_PROBLEM TO WORK ON:_
Write the records out again, precisely as they stand.

_DATA IN THIS EXERCISE:_
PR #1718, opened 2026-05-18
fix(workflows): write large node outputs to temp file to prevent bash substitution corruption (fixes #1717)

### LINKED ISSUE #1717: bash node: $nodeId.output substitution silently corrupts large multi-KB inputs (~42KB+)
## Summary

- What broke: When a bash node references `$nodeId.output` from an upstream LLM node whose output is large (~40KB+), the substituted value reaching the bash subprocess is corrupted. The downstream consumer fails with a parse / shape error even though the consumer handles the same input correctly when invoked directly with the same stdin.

_TASK SOLUTION:_
PR #1718, opened 2026-05-18
fix(workflows): write large node outputs to temp file to prevent bash substitution corruption (fixes #1717)

### LINKED ISSUE #1717: bash node: $nodeId.output substitution silently corrupts large multi-KB inputs (~42KB+)
## Summary

- What broke: When a bash node references `$nodeId.output` from an upstream LLM node whose output is large (~40KB+), the substituted value reaching the bash subprocess is corrupted. The downstream consumer fails with a parse / shape error even though the consumer handles the same input correctly when invoked directly with the same stdin.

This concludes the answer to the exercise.